La Sombra

¡Es terrible lo que quema el sol en los países
cálidos! Las gentes se vuelven muy morenas, y
en los países más tórridos su piel se quema
hasta hacerse negra. Pero ahora vais a oír la
historia de un sabio que de los países fríos pasó
sin transición a los cálidos, y creía que podría
seguir viviendo allí como en su tierra. Muy
pronto tuvo que cambiar de opinión. Durante el
día tuvo que seguir el ejemplo de todas las
personas juiciosas: permanecer en casa, con los
postigos de puertas y ventanas bien cerrados.
Hubiérase dicho que la casa entera dormía o que
no había nadie en ella. Para empeorar las cosas,
la estrecha calle de altos edificios, en la que
residía nuestro hombre, estaba orientada de
manera que en ella daba el sol desde el
mediodía hasta el ocaso; era realmente
inaguantable. El sabio de las tierras frías era un
hombre joven e inteligente; tenía la impresión
de estar encerrado en un horno ardiente, y
aquello lo afectó de tal modo que adelgazó
terriblemente, tanto, que hasta su sombra se
contrajo y redujo, volviéndose mucho más
pequeña que cuando se hallaba en su país; el sol
la absorbía también. Sólo se recuperaban al
anochecer, una vez el astro se había ocultado.

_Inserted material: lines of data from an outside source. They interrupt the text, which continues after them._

PR #1370, opened 2022-03-06
Ambient sound update

duncanspumpkin:
This needs a few little tweaks to the audio code before being ready. Interestingly it this function has a mistake in vanilla although im sure no one will have noticed but the volume code is a bit broken.

### DIFF
--- a/src/OpenLoco/Audio/Audio.cpp
+++ b/src/OpenLoco/Audio/Audio.cpp
@@ -882,7 +882,7 @@ namespace OpenLoco::Audio
     static constexpr auto kAmbientVolumeChangePerTick = 100;
     static constexpr auto kAmbientNumWaterTilesForOcean = 60;
     static constexpr auto kAmbientNumTreeTilesForForest = 30;
-    static constexpr auto kAmbientNumMountainTilesForWildernest = 60;
+    static constexpr auto kAmbientNumMountainTilesForWilderness = 60;
 
     static constexpr int32_t getAmbientMaxVolume(uint8_t zoom)
     {
@@ -953,7 +953,7 @@ namespace OpenLoco::Audio
             {
                 ambientSound = PathId::css3;
             }
-            else if (wildernessCount > kAmbientNumMountainTilesForWildernest)
+            else if (wildernessCount > kAmbientNumMountainTilesForWilderness)
             {
                 ambientSound = PathId::css2;
             }
--- a/src/OpenLoco/Audio/Audio.cpp
+++ b/src/OpenLoco/Audio/Audio.cpp
@@ -77,7 +77,7 @@ namespace OpenLoco::Audio
     static loco_global<uint8_t, 0x0050D435> _lastSong;
     static loco_global<bool, 0x0050D554> _audioIsPaused;
     static loco_global<bool, 0x0050D555> _audioIsEnabled;
-    static loco_global<uint32_t, 0x0050D5B0> _chosenAmbientNoisePathId;
+    static loco_global<PathId, 0x0050D5B0> _chosenAmbientNoisePathId;
 
     static uint8_t _numActiveVehicleSounds; // 0x0112C666
     static std::vector<std::string> _devices;
@@ -878,6 +878,12 @@ namespace OpenLoco::Audio
         }
     }
 
+    int32_t getAmbientMaxVolume(uint8_t zoom)
+    {
+        static constexpr int32_t _volumes[]{ -1200, -2000, -3000, -3000 };
+        return _volumes[zoom];
+    }
+
     // 0x0048ACFD
     void updateAmbientNoise()
     {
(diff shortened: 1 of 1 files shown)


src/OpenLoco/Audio/Audio.cpp
```diff
@@ -875,13 +878,117 @@ namespace OpenLoco::Audio
...
+        auto* channel = getChannel(ChannelId::ambient);
+        if (channel == nullptr)
+        {
+            return;
+        }
+        // In these situations quieten until channel stopped
+        if (!ambientSound.has_value() || (channel->isPlaying() && _chosenAmbientNoisePathId != *ambientSound))
+        {
+            const auto newVolume = channel->getAttributes().volume - 100;
+            if (newVolume < -3500)
```
LeftofZen, line 968: I think all these numbers should be constants, especially the ones that are used multiple times like `-3500`.

src/OpenLoco/Audio/Audio.cpp
```diff
@@ -875,13 +878,117 @@ namespace OpenLoco::Audio
...
+        if (!Game::hasFlags((1u << 0)) && mainViewport != nullptr)
+        {
+            maxVolume = getAmbientMaxVolume(mainViewport->zoom);
+            const auto centre = mainViewport->getCentreMapPosition();
+            const auto topLeft = Map::TilePos2{ centre } - Map::TilePos2{ 5, 5 };
+            const auto bottomRight = topLeft + Map::TilePos2{ 11, 11 };
+            Map::TilePosRangeView searchRange(topLeft, bottomRight);
+            size_t waterCount = 0;      // bl
+            size_t wildernessCount = 0; // bh
+            size_t treeCount = 0;       //cx
```
LeftofZen, line 906: missing space in the comment

src/OpenLoco/Audio/Audio.cpp
```diff
@@ -875,13 +878,117 @@ namespace OpenLoco::Audio
...
+            }
+            return;
+        }
+
+        if (_chosenAmbientNoisePathId != *ambientSound)
+        {
+            auto path = Environment::getPath(*ambientSound);
+            if (loadChannel(ChannelId::ambient, path, 0))
+            {
+                playChannel(ChannelId::ambient, true, -3500, 0, 0);
```
LeftofZen, line 984: `maxVolume`

src/OpenLoco/Audio/Audio.cpp
```diff
@@ -875,13 +878,117 @@ namespace OpenLoco::Audio
...
+            }
+        }
+        else
```
LeftofZen, line 987: seems weird that we either play a new sound, or change the volume of the existing one. I would have thought we'd change the volume independently of whether we play a new sound or not

src/OpenLoco/Audio/Audio.cpp
```diff
@@ -875,13 +878,117 @@ namespace OpenLoco::Audio
         }
     }
 
+    static constexpr int32_t getAmbientMaxVolume(uint8_t zoom)
+    {
+        constexpr int32_t _volumes[]{ -1200, -2000, -3000, -3000 };
```
LeftofZen, line 883: these values are what I see in IDA, but do you have any idea why there would be a double `-3000`?

LeftofZen (changes requested):
as per comments

src/OpenLoco/Audio/Audio.cpp
duncanspumpkin: its so that the sound slowly increases when staying on the same sound id and when swapping sound id it slowly decreases the sound before switching and slowly increasing the sound.

src/OpenLoco/Audio/Audio.cpp
duncanspumpkin: its just an upper limit of what the maximum volume should be.

src/OpenLoco/Audio/Audio.cpp
duncanspumpkin: This is actually the minimum volume. Its saying if we are below the min then we can stop the sound and free the channel for a new sound.

src/OpenLoco/Audio/Audio.cpp
duncanspumpkin: again this is a minVolume constant for initialy starting the sound. It will slowly ramp up from -3500 to maxVolume if you stay over the same area.

src/OpenLoco/Audio/Audio.cpp
LeftofZen: oh right I see. in that case we should make a `constexpr int32_t minVolume;` then, that would make all of this much clearer to the reader what the value means

src/OpenLoco/Audio/Audio.cpp
```diff
@@ -875,13 +878,123 @@ namespace OpenLoco::Audio
         }
     }
 
+    static constexpr auto kAmbientMinVolume = -3500;
+    static constexpr auto kAmbientVolumeChangePerTick = 100;
+    static constexpr auto kAmbientNumWaterTilesForOcean = 60;
+    static constexpr auto kAmbientNumTreeTilesForForest = 30;
+    static constexpr auto kAmbientNumMountainTilesForWildernest = 60;
```
LeftofZen, line 885: did you mean `*Wilderness`? @

LeftofZen (changes requested):
typo in constant

src/OpenLoco/Audio/Audio.cpp
duncanspumpkin: Doh

LeftofZen (approved):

Era un espectáculo que daba gusto. No bien se
encendía la luz de la habitación, la sombra se
proyectaba entera en la pared, en toda su
longitud; debía estirarse para recobrar las
fuerzas. El sabio salía al balcón, para estirarse
en él, y en cuanto aparecían las estrellas en el
cielo sereno y maravilloso, se sentía pasar de
muerte a vida.
En todos los balcones de las casas – en los
países cálidos, todas las casas tienen balcones –
se veía gente; pues el aire es imprescindible,
incluso cuando se es moreno como la caoba.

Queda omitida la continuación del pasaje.